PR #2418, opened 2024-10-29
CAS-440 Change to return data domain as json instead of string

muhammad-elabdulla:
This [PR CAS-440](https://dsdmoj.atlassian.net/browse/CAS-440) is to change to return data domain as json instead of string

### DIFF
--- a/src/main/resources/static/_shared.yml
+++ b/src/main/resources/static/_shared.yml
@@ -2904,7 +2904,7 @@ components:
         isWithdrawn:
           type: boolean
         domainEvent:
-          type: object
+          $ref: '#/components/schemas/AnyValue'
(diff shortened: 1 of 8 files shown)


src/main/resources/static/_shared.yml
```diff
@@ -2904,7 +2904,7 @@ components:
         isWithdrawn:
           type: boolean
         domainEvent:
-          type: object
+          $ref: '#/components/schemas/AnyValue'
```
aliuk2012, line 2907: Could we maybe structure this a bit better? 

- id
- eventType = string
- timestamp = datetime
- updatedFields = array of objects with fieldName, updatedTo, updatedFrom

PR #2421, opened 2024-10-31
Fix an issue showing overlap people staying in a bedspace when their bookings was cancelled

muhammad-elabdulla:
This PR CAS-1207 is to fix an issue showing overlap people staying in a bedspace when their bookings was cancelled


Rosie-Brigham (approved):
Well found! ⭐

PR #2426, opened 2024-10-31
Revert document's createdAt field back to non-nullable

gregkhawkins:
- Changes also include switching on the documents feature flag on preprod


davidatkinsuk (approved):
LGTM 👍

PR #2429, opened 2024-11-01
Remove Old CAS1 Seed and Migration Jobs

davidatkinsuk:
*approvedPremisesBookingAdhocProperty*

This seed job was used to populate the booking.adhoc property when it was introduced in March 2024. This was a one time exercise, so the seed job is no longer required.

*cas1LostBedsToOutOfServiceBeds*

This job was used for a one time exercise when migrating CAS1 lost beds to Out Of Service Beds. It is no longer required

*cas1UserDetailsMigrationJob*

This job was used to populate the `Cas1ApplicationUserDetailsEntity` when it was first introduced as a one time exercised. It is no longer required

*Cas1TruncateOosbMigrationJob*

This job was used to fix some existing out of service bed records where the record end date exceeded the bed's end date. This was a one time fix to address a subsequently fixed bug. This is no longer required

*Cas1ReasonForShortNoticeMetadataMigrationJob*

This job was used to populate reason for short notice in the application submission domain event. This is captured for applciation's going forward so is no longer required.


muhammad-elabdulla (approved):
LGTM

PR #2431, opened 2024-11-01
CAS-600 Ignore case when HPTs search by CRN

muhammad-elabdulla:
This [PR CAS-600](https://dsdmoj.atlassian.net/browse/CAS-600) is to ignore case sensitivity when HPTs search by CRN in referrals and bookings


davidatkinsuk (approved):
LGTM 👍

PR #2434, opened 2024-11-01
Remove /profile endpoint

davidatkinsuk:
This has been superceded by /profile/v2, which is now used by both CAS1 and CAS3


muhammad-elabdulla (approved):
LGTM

....................

* To do *
Please retype the data above exactly, including every line.

* Expected output *
PR #2418, opened 2024-10-29
CAS-440 Change to return data domain as json instead of string

muhammad-elabdulla:
This [PR CAS-440](https://dsdmoj.atlassian.net/browse/CAS-440) is to change to return data domain as json instead of string

### DIFF
--- a/src/main/resources/static/_shared.yml
+++ b/src/main/resources/static/_shared.yml
@@ -2904,7 +2904,7 @@ components:
         isWithdrawn:
           type: boolean
         domainEvent:
-          type: object
+          $ref: '#/components/schemas/AnyValue'
(diff shortened: 1 of 8 files shown)


src/main/resources/static/_shared.yml
```diff
@@ -2904,7 +2904,7 @@ components:
         isWithdrawn:
           type: boolean
         domainEvent:
-          type: object
+          $ref: '#/components/schemas/AnyValue'
```
aliuk2012, line 2907: Could we maybe structure this a bit better? 

- id
- eventType = string
- timestamp = datetime
- updatedFields = array of objects with fieldName, updatedTo, updatedFrom

PR #2421, opened 2024-10-31
Fix an issue showing overlap people staying in a bedspace when their bookings was cancelled

muhammad-elabdulla:
This PR CAS-1207 is to fix an issue showing overlap people staying in a bedspace when their bookings was cancelled


Rosie-Brigham (approved):
Well found! ⭐

PR #2426, opened 2024-10-31
Revert document's createdAt field back to non-nullable

gregkhawkins:
- Changes also include switching on the documents feature flag on preprod


davidatkinsuk (approved):
LGTM 👍

PR #2429, opened 2024-11-01
Remove Old CAS1 Seed and Migration Jobs

davidatkinsuk:
*approvedPremisesBookingAdhocProperty*

This seed job was used to populate the booking.adhoc property when it was introduced in March 2024. This was a one time exercise, so the seed job is no longer required.

*cas1LostBedsToOutOfServiceBeds*

This job was used for a one time exercise when migrating CAS1 lost beds to Out Of Service Beds. It is no longer required

*cas1UserDetailsMigrationJob*

This job was used to populate the `Cas1ApplicationUserDetailsEntity` when it was first introduced as a one time exercised. It is no longer required

*Cas1TruncateOosbMigrationJob*

This job was used to fix some existing out of service bed records where the record end date exceeded the bed's end date. This was a one time fix to address a subsequently fixed bug. This is no longer required

*Cas1ReasonForShortNoticeMetadataMigrationJob*

This job was used to populate reason for short notice in the application submission domain event. This is captured for applciation's going forward so is no longer required.


muhammad-elabdulla (approved):
LGTM

PR #2431, opened 2024-11-01
CAS-600 Ignore case when HPTs search by CRN

muhammad-elabdulla:
This [PR CAS-600](https://dsdmoj.atlassian.net/browse/CAS-600) is to ignore case sensitivity when HPTs search by CRN in referrals and bookings


davidatkinsuk (approved):
LGTM 👍

PR #2434, opened 2024-11-01
Remove /profile endpoint

davidatkinsuk:
This has been superceded by /profile/v2, which is now used by both CAS1 and CAS3


muhammad-elabdulla (approved):
LGTM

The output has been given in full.